Wood Ash and Soot in the Garden UK

How to use wood ash and soot in the UK garden: potash dose rates, soil pH limits, what wood to avoid, and the Clean Air Act rules on bonfires.

Wood ash from untreated UK hardwood contains 5-7% potassium and 25-35% calcium carbonate, making it a free potash and liming source. Apply 50-100g per square metre once a year in late February on acid-to-neutral soil only. Never use ash on chalk soils, blueberries or ericaceous beds. Avoid coal ash, treated wood ash and wet ash. Soot from coal fires is now banned for garden use under UK air quality rules. Domestic woodburner soot is safe in tiny doses on the compost heap after six months of dry storage.
Potash Content5-7% K2O in dry hardwood ash
Annual Dose50-100g per square metre
Best TimingLate February, dry day
Never OnChalk soils, ericaceous beds

Key takeaways

  • Dry hardwood ash contains 5-7% potassium (potash, K2O) and 25-35% calcium carbonate, giving a useful potash and liming effect
  • Apply 50-100g per square metre once a year in late February, never on chalk soils or near acid-loving plants like blueberries and rhododendrons
  • Never burn or use ash from treated wood, painted wood, MDF, manufactured boards, charcoal briquettes or coal (toxic residues)
  • Best uses: gooseberries, currants, apple trees, brassica beds (clubroot suppression) and a thin sprinkle on the compost heap (5% by volume maximum)
  • Store ash dry in a lidded plastic bin, never galvanised metal, because wet ash forms caustic lye that corrodes zinc and burns plant tissue
  • Garden bonfires are legal in most of England but smoke control areas under the Clean Air Act 1993 restrict what fuel you can burn
UK gardener's gloved hand scattering pale-grey hardwood ash from a metal scoop onto bare soil between gooseberry and currant rows in late winter

Wood ash and soot were the Victorian gardener’s free fertiliser. Every household had a coal fire and a woodburner, and the bucket of cool ash went straight onto the kitchen garden or the rhubarb patch. Modern UK gardens still produce wood ash from woodburners and allotment bonfires, but the rules have moved on. The Clean Air Act 1993 controls what we can burn. The science of soil chemistry tells us where ash helps and where it ruins a bed. And the once-praised coal soot is now firmly off the list.

This guide covers how to use clean wood ash safely on the UK garden, how much to apply, where it must never go, and what the legal position is on bonfires and coal fuel today. The advice is built on four UK winters of measured ash from our own woodburner and pH-tracked beds. The numbers are mine, weighed and recorded, not generic figures lifted from another site.

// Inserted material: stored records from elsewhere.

PR #1289, opened 2016-06-13
refactor(tests): eliminate duplicate setup in local route tests

philbooth:
The recent explosions in `tests/local/account_routes` resulted in a lot of a duplication and not much order, with assertions for the different endpoints all kind of jumbled up with each other.

To fix this, I've done the following:

* Made the test wrapper in `test/ptaptest` more composable by adding an optional third argument, `parentTest`. This allows us to nest tests inside each other while still making use of the boilerplate code for calling `t.end()` and logging errors, which the wrapper provides.

* Refactored all of the tests in `tests/local/account_routes` so that they are grouped by endpoint. Each endpoint has one and only one base test, with child tests added whenever some variation in the setup is necessary. Doing this allowed us to delete ~600 lines of setup code without removing or changing any assertions. Another benefit I've noticed in doing this is that it makes any gaps in our assertions more obvious, because now everything is logically clustered.

* Removed all of the duplicated ad hoc mocking logic into exports from `test/mocks`. Mostly this was able to lean on existing work that had already been done, there are just a few changes made to some mocks where they needed to be more generic.

The downside of all this is that the diff is essentially white noise. You're probably better off reviewing the test module as a self-contained unit.

~~To try and make the reviewer's job a bit easier, I've been careful not to modify any of the assertions. So before these changes there were 93 assertions in that module and after these changes there are still 93 assertions in that module. Hopefully that helps somewhat.~~

@rfk and/or @vbudhram, r?

### DIFF
--- a/test/local/account_routes.js
+++ b/test/local/account_routes.js
@@ -17,7 +17,7 @@ var isA = require('joi')
 var error = require('../../lib/error')
 var log = require('../../lib/log')
 
-var TEST_EMAIL = 'foo@bloop.com'
+var TEST_EMAIL = 'foo@gmail.com'
 var TEST_EMAIL_INVALID = 'example@dotless-domain'
 
 var makeRoutes = function (options) {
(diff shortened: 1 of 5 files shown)


rfk:
@philbooth thanks so much for working through this, I think it's going to make a real difference to the speed at which we can iterate in this repo.

> @rfk and/or @vbudhram, r?

Given the potential complexity of the diff, I think this deserved to be an "and"; setting multiple assignees accordingly

test/local/account_routes.js
```diff
@@ -56,699 +56,461 @@ var makeRoutes = function (options) {
...
-    })
-    .then(function(response) {
-      t.equal(mockDB.updateDevice.callCount, 0, 'updateDevice was not called')
-
-      t.equal(mockLog.increment.callCount, 1, 'a counter was incremented')
-      t.equal(mockLog.increment.firstCall.args[0], 'device.update.spurious')
-
-      t.deepEqual(response, mockRequest.payload)
-    })
+  var mockPush = {
```
vbudhram: Wonder if it is worthwhile to pull mockPush into the mocks file? Seems to be use a few times in this file.

test/local/account_routes.js
```diff
@@ -56,699 +56,461 @@ var makeRoutes = function (options) {
...
-      t.equal(mockLog.increment.getCall(4).args[0], 'device.update.pushPublicKey')
-    })
+  var accountRoutes = makeRoutes({
+    db: mockDB,
+    customs: mockCustoms,
+    push: mockPush
+  })
+  var route = getRoute(accountRoutes, '/account/reset')
+
+  return runTest(route, mockRequest, function (response) {
```
vbudhram: nit: Unused var `response`

vbudhram:
@philbooth LGTM, this really helps to clean up the code. r+ merge at will!

philbooth:
@vbudhram you may want to re-check this as I've updated it to fix merge conflicts and, in doing so, removed four assertions which seemed to just be repeating stuff that is already asserted. So it was 105 assertions before this change but only 101 assertions after this change.

Essentially, if you look at the tests nested under `sign-in confirmation enabled`, hopefully it looks like everything that was covered before is still covered.

test/local/account_routes.js
```diff
@@ -56,699 +56,453 @@ var makeRoutes = function (options) {
...
-      t.equal(mockLog.stdout.write.callCount, 1, 'an sqs event was logged')
-      var eventData = JSON.parse(mockLog.stdout.write.getCall(0).args[0])
-      t.equal(eventData.event, 'login', 'it was a login event')
-      t.equal(eventData.data.service, 'sync', 'it was for sync')
-      t.equal(eventData.data.email, TEST_EMAIL, 'it was for the correct email')
-      t.equal(eventData.data.metricsContext.entrypoint, 'preferences', 'it contained the entrypoint metrics field')
-      t.equal(eventData.data.metricsContext.utm_content, 'some-content-string', 'it contained the utm_content metrics field')
-
-    }).finally(function () {
-      mockLog.close()
```
vbudhram: Noticed some inconsistencies with using `mockLog.close()`. What is the requirement for having to close the log? Do we need it?

test/local/account_routes.js
```diff
@@ -760,607 +514,164 @@ test(
...
-        supportedClients: ['fx_desktop_v3'],
-        forceEmailRegex:['mozilla.com$']
-      }
+  }, t)
+
+  test('sign-in confirmation enabled', function (t) {
+    config.signinConfirmation = {
+      enabled: true,
+      supportedClients: [ 'fx_desktop_v3' ],
+      forceEmailRegex: [ '.+@mozilla\.com$', 'fennec@fire.fox' ]
```
vbudhram: I like this much better than what I had. Do you want to update `'.+@mozilla\.com$'` in the config as well? https://github.com/mozilla/fxa-auth-server/blob/master/config/index.js#L426

test/local/account_routes.js
philbooth: For tests that use a real log object rather than one from `test/mocks`, it must be called at the end of the bounding test in order for the test to terminate cleanly. Other tests don't need it (there's is even a `close` method to call in those cases).

test/local/account_routes.js
philbooth: Done.

vbudhram:
@philbooth Refactor looks good, r+

seanmonstar:
@rfk your face is on this bug. whats still needed by you? I can take over if you'd like...

rfk:
It was a complicated-enough change that we wanted two sets of eyes on it for r?; if you're happy to give it a look, please do :-)

seanmonstar:
:cry: this is beautiful. It was also one of the only times I actually found using a split diff instead of inline to much more useful.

What is wood ash and what does it contain

Wood ash is the pale-grey to white powder left after wood burns to completion. The composition varies by species, age and burn temperature, but a typical UK hardwood ash from a domestic woodburner contains:

  • 5-7% potassium (K, expressed as K2O or potash), the primary fertiliser value
  • 25-35% calcium carbonate (CaCO3), the source of the liming effect
  • 1-2% phosphorus (P, expressed as P2O5), useful but minor
  • 0.5-1% magnesium (Mg), trace plant food
  • Trace iron, manganese, boron, copper, zinc, useful micronutrients
  • No nitrogen (all volatilised in the fire as ammonia and oxides)

Softwood ash (pine, spruce, larch) sits at the lower end of those numbers. Hardwood ash (oak, ash, beech, hornbeam, sycamore, fruit wood) sits at the upper end. The denser the wood, the richer the ash.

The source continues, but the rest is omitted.